Harus Pura-Pura Terus?
Aku terduduk, diam hampir berpuluh-puluh menit menatap kosong dinding rapuh kamar sempit berjeruji. Tembok bata yang berplester putih tak rapih sebelumnya itu sekarang hampir kelabu pucat tergerus masa dan alam yang lembab tak mau tau.Sungguh, sudah lama aku disini bersitegang dengan pikiranku sendiri. Pernah terbersit 'terlalu idealis itu kadang menyeramkan' samalah dengan kondisiku saat ini. Terbujur hampir tak melakukan apapun kecuali berseru nafas yang memburu dari kedalaman rongga dadaku yang -jujur- kian sesak dengan ber-ton.ton keinginan, harapan bahkan mimpi yang membutuhkan kilauan Mukjizat.
Ah...!Realistis - Rasional - Kognitif - Parameter - bla/bla/bla
Hampir semaput aku mengusahakan cara dan suasana Hidup secara normal, wajar, apa adanya. Tak muluk, mengalir seumpama mata air pegunungan. Ikuti saja arus membawa dan angin yang menggila. Namun aku tak cukup kuat menahan bantingan MASA KEGIGIHAN, KEBERANIAN DAN OPTIMISME dari sendi-sendi tubuh yang entah darimana datangnya makin hari makin membludak memenuhi ruas-ruas tubuh secara tak beraturan. TAK TERKONTROL! Penuh emosi, perasaan tak terkendali, ketakutan menyerang. Takut bilamana intuisi-intuisi itu rapuh dimakan rayap usia dan takdir! Takut ternyata aku hanya sebatas menggenggam udara kosong Imajinasi yang katanya menambah jiwa lebih muda 80% (lagi-lagi itu opini konyolku)

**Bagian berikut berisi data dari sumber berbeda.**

Issue #354, opened 2015-10-07
-D option not thread safe and dump JSON?


wxsBSD:
The -D option causes multiple prints to the screen to interleave when running multithreaded. This isn't a huge deal because it isn't a commonly done operation but I'm creating this issue so it isn't lost. I have plans to tackle this after my next pull request.

One thing that would be nice is if the -D option dumped in JSON format. It would make it much easier to ingest and parse with other tools. Any thoughts on that?

moofusecurity:
+1 for JSON

79617261:
+1 to JSON too

wxsBSD:
For those playing along at home an easy work around was committed to yara-python which exposes module callback data as a dictionary which you can then serialize to json if you want.

PR #360, opened 2015-10-29
Expose module data to library user.

msuvajac:
This has elements that solve most of issue #354.
When using libyara one should have access to serialized module data if a user set the `SCAN_FLAGS_SHOW_MODULE_DATA`. The way we can expose this is to add a callback message that will forward the library user this data. This also decouples library and user code. User might want to have multiple output formats for this data and in this way we enable any user to write their own deserializer -> output.
Another issue with current approach this solves is using `printf()` inside library code which messes up user application output using libyara. We solve this by making `yr_object_print_data()` a utility function not directly called by the library code, but making it available to user which can serve also as a demonstration to users how to write deserializers.
Next issue we solve here is output thread-safety which is now handled by the library user as demonstrated with the change to yara.c.


wxsBSD:
I haven't had a chance to look at this, but thanks for submitting it. If I'm understanding your changes correctly this would allow yara-python to do the same thing? There would have to be some massaging of data to get it into an appropriate format for python, and then serialized out to JSON or something else. If so, this is probably something I can look into as I have some experience with python modules.

msuvajac:
That's right. This is just incremental change that exposes serialized module data in a convenient way. Once exposed, it's up to library user to do something with it. That includes yara-python or any other "user" of libyara.

plusvic:
I agree with the intention of this PR but not with the way it was implemented. I think that removing the printing code from the library and allow the client of the library to call yr_object_print_data himself is a good idea, it allows solving multi-threading issues and let the client decide whether he want to actually print module structures and values or do something else with them.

Masih dalam perangkap pengap ruang sempit ini, tak ada sedikitpun perkembangan terkini yang berarti kecuali tangisan yang kian membanjiri kedua bagian dari wajah yang konon disebut 'pipi' (untung saja dia masih mampu dialiri). Aku kembali memuaskan diri dengan air mata dan keluhan biasa. Semuanya PROSES, Kesabaran dan ketegaranmu dibayar mahal tepat pada waktunya. Aku disini dihukum pilihan hidupku sendiri, kesalahan yang mungkin tak baik jika terus saja kusesali. Aku hanya pernah menelantarkan DIA yang dinamai 'TALENTA', pada suatu hari Aku akan menjemputnya kembali. Sekarang Disini, Aku Syukuri.